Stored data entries
Issue #466, opened 2022-05-24
Model Checkpoint Improvements


merrymercy:
The current checkpoint design needs some improvements.

## Format
- The on-disk file names should be readable and deterministic instead of random numbers.
  For example, if we have two calls
  ```python
  save_checkpoint(path, target)
  save_checkpoint(path, target)
  ```
  The second call should fully overwrite the first call. However, in the current implementation with random numbers, we store two copies and the former will never be deleted or used.
- We should not store any absolute path

## Speed
Due to frequent [synchronization](https://github.com/alpa-projects/alpa/blob/a0d1d17ddc444924c27ef11816bc0963750570b9/alpa/device_mesh.py#L1417) and [compression](https://github.com/alpa-projects/alpa/blob/a0d1d17ddc444924c27ef11816bc0963750570b9/alpa/device_mesh.py#L287), the current save/load speed is very slow. We need to benchmark the performance against the peak bandwidth.

The peak bandwidth of load can be measured by running a jax program that reads np arrays from disk to local GPU memory. Ditto for save. When we save/load distributed arrays with multiple workers, we should also try to get a perfect linear scaling.
The possible ways to improve bandwidth include batching small arrays, batching ray calls, multithreading, and overlapping driver process with worker processes.

The micro-benchmark script can be put under `https://github.com/alpa-projects/alpa/tree/main/playground/alpa_micro_benchmark`

## Features
As a bonus, we want to support partial writing and partial reading. For example, we can save the checkpoints in two separate calls.
```python
# Write layer 1
param_tree_1 = {
  "1": {"kernel": array, "bias": array},
  "2": {"kernel": None, "bias": None},
}
save_checkpoint(path, param_tree_1)

# Write layer 2
param_tree_2 = {
  "1": {"kernel": None, "bias": None},
  "2": {"kernel": array, "bias": array},
}
save_checkpoint(path, param_tree_2)
```
Ditto for load.

## Minors
The aval for replicated arrays is the same 
https://github.com/alpa-projects/alpa/blob/a0d1d17ddc444924c27ef11816bc0963750570b9/alpa/serialization.py#L177

PKUFlyingPig:
I did some benchmark experiments for save/load. I chose three different methods for save/load: (1) flax's checkpoint functions (2) alpa's current checkpoint functions (no compression) (3) np.save/load. All the experiments are conducted both on EFS filesystem and local filesystem (results indicated that EFS can be the bottleneck).

[...]

PR #487, opened 2022-06-05
[RUNTIME] Model Checkpoint Improvements

PKUFlyingPig:
This PR improves alpa's model checkpoint functions according to #466.
# Format
- The on-disk file names are readable and deterministic.
I dfs the pytree and construct the filename according to the path from the root to leaf. 
For example: 
```
state = {"step": 1, "params": {"x": arr1, "b": arr2}, "list": [elem1, elem2]}
```
The paths for each element will be:
```
1 => state.step
arr1 => state.params.x
arr2 => state.params.b
elem1 => state.list.0
elem2 => state.list.1
```
- The paths stored in metadata are relative paths.

# Speed
All the benchmark results are in `alpa/playground/alpa_micro_benchmark/benchmark_dist_save_load.py`.
The peak bandwidth of load is measured by running a jax program that reads a 1GB numpy array from disk to local GPU memory. Ditto for save. The results are as followed:
```
np.save:                 save average run time: 0.8104 seconds, save average throughput:  9.8718 Gbps
np.load:                load average run time: 0.7327 seconds, load average throughput: 10.9179 Gbps
```
To achieve the peak bandwidth, I applied several optimizations: (1) I replaced tensorstore with np.save/load (2) batch the ray remote calls (3) write all the data into local disk instead of EFS.
To compare with the peak bandwidth, I shard a 1GB numpy array on a 1x4 mesh to get a DistributedArray, and save it to disk. Ditto for load. The results are as followed:
```
alpa.save:      save average run time: 0.8113 seconds, save average throughput: 9.8601 Gbps
alpa.load:     load average run time: 1.5235 seconds, load average throughput: 5.2512 Gbps
```
The alpa.load is two times slower than the peek bandwidth because the array is saved into several shards during alpa.save. To load the array, I need to read all the shards, construct the complete array and get the new shard according to the new shardingspec. I profile the code, and find [this assignment](https://github.com/PKUFlyingPig/alpa/blob/81855da44b3888e5506a11a365d479875be4a88f/alpa/serialization.py#L69) is which the overhead comes from (not np.load, but just the assignment). 
I also benchmarked the alpa.save/load on a 3GB MLP model which parallelled on a 2x4 mesh. The results are as followed:
```
alpa.save:  save average run time: 1.2081 seconds, save average throughput: 19.8683 Gbp
alpa.load: load average run time: 1.6163 seconds, load average throughput: 14.8510 Gbps
```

Problem to work on
Show every line from the entries that includes the word "will".

Solution for this exercise
  The second call should fully overwrite the first call. However, in the current implementation with random numbers, we store two copies and the former will never be deleted or used.
The paths for each element will be:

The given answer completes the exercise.